America's trade watchdog's case against network device maker D-Link will go ahead next January – after a district judge rebuked the two sides for wasting money drawing up and filing demands for summary judgments.
The US Federal Trade Commission (FTC) brought its lawsuit against Taiwanese D-Link early last year in California, and in doing so griped about a host of alleged bad practices, including hard-coded passwords, command-injection vulnerabilities, misplaced security keys, and plaintext password storage in D-Link's gear. These, the watchdog claimed, amounted to misrepresentation by a company that touted the advanced security of its products, and thus put buyers at risk.
Last year, the commission tried to cut straight to the punchline by asking for a summary judgment against the manufacturer. In doing so, the regulator sought to throw out an expert report by the defense's Dr Kent Van Liere, and drop more than three of its own complaints to make things nice and easy for the court. Those to-be-dropped allegations covered D-Link's misrepresentation of its security response policy, its router security, and its IP camera user-interface security.
For its part, D-Link also requested a summary judgment that would dismiss the case against it.

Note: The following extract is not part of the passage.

PR #2223, opened 2023-03-14
multi: ETH Fidelity Bonds

martonp:
Still a few small things to fix, but it's ready for a review. There's a 13k line package.lock file included in this commit.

US District Court Judge James Donato isn't having any of it, telling the two parties on Monday [PDF] the legal battle is going to trial: “The parties' cross-motions here are not suitable for summary judgement,” he wrote in an order that quoted the old maxim: "No spittin’, no cussin’, and no summary judgment."
Last year, D-Link flubbed a router bug-fix, so it's back with total pwnageREAD MORE
Judge Donato added that there are “genuine disputes of material fact that will require a trial,” since the paperwork on each side runs to more than 100 pages, not counting the “voluminous declarations and exhibits.”
He also lambasted the two sides for wasting their money trying to sidestep the trial: “Since federal judicial records indicate that summary judgment is granted in a minority of cases, routinely filing the motion almost certainly increases the overall cost of litigating civil cases in federal court without a net benefit.”
Both sides had also tried to exclude each others' expert witnesses from evidence in what's known as a “Daubert motion” (so called because the 1993 Daubert versus Merrell Dow Pharmaceuticals case in which the Supreme Court set the standard for admitting expert testimony).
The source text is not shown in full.